◆ GIVEN DATA
PR #206, opened 2022-12-10
chore: implemented favorites and watchlist history

darkoatanasovski:
## Description

Implementation of favorites and watchlist history

This PR solves # .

◆ PROBLEM STATEMENT
Nothing but the lines from the one containing "chore: implemented favorites" through the last line of the data above should be given again, each exactly as it stands.

◆ ANSWER
chore: implemented favorites and watchlist history

darkoatanasovski:
## Description

Implementation of favorites and watchlist history

This PR solves # .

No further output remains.